Content starts

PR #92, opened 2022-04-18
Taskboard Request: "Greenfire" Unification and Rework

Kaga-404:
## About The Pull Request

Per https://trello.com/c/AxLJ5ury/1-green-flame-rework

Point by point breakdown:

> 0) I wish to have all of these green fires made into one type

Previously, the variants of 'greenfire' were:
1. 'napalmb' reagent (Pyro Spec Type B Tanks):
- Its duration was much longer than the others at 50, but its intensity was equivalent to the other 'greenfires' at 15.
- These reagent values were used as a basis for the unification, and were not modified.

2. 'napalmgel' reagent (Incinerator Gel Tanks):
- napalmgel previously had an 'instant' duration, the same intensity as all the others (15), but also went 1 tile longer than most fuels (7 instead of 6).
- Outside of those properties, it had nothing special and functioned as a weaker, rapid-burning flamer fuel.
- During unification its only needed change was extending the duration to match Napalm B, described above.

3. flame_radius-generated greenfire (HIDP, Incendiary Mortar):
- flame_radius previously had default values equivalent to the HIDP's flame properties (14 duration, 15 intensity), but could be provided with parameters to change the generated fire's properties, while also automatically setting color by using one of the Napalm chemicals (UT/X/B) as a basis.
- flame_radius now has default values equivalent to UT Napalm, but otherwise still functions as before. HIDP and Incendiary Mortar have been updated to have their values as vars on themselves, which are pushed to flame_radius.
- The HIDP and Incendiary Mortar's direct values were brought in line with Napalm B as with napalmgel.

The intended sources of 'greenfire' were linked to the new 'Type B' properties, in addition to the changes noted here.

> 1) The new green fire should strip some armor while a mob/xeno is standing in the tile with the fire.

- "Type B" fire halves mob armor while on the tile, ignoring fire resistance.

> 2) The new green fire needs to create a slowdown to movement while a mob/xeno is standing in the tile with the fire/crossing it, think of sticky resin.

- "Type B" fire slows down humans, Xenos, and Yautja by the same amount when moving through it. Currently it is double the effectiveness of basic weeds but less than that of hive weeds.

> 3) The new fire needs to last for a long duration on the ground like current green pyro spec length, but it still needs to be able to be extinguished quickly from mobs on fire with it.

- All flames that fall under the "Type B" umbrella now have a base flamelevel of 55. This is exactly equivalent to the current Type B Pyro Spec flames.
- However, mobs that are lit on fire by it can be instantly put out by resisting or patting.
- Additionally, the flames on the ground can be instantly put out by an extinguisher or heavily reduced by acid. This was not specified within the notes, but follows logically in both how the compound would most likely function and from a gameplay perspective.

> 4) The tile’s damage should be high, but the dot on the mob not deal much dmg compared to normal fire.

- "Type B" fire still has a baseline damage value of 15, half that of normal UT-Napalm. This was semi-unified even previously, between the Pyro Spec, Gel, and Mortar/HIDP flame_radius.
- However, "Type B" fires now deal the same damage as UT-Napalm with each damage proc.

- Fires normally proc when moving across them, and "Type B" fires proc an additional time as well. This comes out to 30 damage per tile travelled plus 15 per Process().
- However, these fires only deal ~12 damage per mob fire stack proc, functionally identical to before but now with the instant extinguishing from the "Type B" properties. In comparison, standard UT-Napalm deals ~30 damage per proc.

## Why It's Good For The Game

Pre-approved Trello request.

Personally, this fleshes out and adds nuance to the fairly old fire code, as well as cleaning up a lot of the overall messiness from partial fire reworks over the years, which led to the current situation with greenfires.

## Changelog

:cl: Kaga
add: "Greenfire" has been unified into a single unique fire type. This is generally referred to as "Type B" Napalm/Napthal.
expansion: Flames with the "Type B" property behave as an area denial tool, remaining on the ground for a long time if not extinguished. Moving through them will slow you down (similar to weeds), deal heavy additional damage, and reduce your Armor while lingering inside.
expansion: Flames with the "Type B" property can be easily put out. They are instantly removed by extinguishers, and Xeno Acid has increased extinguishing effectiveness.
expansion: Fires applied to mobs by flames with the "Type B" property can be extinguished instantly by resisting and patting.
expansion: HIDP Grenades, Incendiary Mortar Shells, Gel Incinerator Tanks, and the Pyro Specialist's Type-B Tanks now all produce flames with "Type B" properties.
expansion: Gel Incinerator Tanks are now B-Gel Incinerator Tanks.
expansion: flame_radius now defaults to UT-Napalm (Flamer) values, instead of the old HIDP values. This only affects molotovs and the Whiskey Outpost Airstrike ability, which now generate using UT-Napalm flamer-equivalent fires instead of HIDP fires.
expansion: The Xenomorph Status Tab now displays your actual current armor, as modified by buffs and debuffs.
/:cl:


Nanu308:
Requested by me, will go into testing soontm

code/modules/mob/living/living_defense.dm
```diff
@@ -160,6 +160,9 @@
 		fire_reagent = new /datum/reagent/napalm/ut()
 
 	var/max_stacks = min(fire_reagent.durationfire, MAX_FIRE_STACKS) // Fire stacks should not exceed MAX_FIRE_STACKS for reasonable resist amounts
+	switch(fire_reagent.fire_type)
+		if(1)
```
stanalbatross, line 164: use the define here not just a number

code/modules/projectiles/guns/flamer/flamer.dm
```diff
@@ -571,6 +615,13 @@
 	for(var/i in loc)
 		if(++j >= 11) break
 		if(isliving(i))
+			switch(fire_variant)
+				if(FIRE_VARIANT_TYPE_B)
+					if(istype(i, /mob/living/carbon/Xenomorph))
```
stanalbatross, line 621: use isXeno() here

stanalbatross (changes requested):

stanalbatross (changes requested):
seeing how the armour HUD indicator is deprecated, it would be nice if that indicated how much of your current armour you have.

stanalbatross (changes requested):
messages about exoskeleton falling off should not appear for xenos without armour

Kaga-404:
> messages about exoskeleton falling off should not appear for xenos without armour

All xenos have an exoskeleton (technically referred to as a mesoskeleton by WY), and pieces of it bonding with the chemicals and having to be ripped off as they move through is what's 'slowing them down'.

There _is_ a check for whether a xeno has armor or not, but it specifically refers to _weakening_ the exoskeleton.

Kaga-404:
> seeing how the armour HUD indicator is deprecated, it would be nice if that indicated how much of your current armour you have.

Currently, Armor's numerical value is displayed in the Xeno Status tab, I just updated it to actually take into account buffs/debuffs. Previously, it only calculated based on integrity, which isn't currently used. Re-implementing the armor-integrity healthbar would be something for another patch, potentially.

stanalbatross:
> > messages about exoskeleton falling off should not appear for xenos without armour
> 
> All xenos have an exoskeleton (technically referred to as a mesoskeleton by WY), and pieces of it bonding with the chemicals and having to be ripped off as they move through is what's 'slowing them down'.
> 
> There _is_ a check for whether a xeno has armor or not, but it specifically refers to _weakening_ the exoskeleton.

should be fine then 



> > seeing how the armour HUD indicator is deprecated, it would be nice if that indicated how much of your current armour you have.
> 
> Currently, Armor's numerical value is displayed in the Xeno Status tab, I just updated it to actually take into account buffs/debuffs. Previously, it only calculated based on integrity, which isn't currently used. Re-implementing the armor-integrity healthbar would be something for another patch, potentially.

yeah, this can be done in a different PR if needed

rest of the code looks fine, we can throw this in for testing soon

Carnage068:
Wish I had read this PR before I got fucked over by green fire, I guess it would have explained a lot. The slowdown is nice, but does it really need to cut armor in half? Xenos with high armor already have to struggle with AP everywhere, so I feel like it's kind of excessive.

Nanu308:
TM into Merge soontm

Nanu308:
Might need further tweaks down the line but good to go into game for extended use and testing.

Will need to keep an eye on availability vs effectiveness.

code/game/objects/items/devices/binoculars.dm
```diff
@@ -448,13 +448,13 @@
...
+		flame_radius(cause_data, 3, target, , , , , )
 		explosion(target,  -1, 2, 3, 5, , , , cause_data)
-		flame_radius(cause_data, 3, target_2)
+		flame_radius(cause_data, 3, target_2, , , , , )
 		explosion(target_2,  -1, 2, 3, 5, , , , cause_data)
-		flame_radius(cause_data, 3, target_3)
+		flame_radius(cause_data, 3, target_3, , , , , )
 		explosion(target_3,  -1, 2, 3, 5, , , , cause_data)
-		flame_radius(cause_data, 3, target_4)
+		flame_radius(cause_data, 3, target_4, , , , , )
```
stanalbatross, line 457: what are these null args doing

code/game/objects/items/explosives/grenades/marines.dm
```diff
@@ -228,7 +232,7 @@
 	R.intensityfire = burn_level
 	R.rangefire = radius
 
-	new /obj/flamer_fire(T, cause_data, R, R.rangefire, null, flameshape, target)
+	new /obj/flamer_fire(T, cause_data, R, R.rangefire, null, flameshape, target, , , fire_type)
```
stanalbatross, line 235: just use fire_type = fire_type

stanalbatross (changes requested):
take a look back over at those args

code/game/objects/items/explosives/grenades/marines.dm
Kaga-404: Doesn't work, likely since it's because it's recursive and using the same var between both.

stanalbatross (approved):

Content ends
Content starts

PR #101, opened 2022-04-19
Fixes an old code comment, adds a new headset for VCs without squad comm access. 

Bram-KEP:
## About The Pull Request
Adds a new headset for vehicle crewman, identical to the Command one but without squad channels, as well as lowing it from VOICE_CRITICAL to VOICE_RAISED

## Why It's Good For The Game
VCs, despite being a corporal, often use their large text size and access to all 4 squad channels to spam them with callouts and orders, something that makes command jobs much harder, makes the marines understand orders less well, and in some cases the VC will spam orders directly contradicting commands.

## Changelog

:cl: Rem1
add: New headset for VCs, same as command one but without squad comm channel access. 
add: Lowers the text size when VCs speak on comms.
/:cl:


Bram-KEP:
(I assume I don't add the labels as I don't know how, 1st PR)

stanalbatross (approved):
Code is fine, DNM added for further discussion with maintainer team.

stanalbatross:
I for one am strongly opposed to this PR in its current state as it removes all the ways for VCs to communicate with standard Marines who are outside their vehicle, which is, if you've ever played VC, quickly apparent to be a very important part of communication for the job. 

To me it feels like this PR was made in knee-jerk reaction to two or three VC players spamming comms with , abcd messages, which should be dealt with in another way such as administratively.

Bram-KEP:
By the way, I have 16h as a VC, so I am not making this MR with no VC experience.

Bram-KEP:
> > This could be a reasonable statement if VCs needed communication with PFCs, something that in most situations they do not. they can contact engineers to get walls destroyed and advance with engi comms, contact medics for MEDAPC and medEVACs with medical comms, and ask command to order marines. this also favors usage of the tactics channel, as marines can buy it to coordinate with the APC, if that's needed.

Content ends
Content starts

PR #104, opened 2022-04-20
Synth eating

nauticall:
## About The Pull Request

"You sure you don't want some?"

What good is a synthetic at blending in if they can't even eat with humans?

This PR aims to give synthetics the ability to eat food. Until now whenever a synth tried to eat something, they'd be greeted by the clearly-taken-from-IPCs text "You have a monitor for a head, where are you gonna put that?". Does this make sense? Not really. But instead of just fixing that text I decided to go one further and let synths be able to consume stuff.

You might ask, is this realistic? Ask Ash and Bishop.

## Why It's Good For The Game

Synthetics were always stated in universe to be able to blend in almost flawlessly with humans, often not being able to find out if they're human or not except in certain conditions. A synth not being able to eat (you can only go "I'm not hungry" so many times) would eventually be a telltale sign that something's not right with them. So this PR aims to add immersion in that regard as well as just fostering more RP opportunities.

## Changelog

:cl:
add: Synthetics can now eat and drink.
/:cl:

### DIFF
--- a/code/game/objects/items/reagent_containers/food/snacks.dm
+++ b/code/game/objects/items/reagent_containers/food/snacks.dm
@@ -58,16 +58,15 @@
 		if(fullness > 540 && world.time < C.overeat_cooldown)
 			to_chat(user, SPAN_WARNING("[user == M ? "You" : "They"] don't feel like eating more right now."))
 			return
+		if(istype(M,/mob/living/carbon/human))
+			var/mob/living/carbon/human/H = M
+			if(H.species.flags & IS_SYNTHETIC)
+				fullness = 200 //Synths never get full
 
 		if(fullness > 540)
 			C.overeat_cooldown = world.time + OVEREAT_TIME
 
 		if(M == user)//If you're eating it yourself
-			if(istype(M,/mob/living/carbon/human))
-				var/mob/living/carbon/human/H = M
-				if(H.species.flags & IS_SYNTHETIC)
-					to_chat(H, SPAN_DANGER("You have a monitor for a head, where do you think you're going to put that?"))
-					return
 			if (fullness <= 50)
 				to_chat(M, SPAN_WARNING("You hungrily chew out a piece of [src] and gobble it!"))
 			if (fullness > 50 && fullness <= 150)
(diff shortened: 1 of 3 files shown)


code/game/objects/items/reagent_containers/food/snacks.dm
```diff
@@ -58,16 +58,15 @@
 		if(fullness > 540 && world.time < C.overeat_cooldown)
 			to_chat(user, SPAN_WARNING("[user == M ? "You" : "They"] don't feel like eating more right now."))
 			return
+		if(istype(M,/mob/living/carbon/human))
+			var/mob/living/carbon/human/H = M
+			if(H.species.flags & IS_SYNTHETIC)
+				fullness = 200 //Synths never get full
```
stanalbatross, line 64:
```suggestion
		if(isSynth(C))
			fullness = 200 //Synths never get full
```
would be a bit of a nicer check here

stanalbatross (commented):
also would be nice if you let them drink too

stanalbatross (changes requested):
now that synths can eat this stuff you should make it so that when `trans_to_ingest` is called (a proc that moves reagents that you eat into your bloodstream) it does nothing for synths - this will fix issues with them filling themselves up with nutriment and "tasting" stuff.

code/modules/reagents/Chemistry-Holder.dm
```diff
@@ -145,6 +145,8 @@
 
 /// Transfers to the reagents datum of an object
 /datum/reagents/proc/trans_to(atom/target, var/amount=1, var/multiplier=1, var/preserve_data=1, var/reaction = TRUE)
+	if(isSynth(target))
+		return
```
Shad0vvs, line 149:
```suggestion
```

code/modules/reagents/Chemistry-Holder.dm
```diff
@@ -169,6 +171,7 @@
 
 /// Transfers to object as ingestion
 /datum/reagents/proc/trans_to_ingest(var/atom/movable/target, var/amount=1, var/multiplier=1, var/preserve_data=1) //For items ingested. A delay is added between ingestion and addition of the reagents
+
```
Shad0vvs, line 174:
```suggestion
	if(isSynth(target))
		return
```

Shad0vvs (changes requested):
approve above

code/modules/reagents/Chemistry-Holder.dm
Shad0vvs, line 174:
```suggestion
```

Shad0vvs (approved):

Content ends

◆ **Problem statement**: Among the entries above, tally each line with the string "weeds" and state that figure only.

◆ **Exercise answer**: 2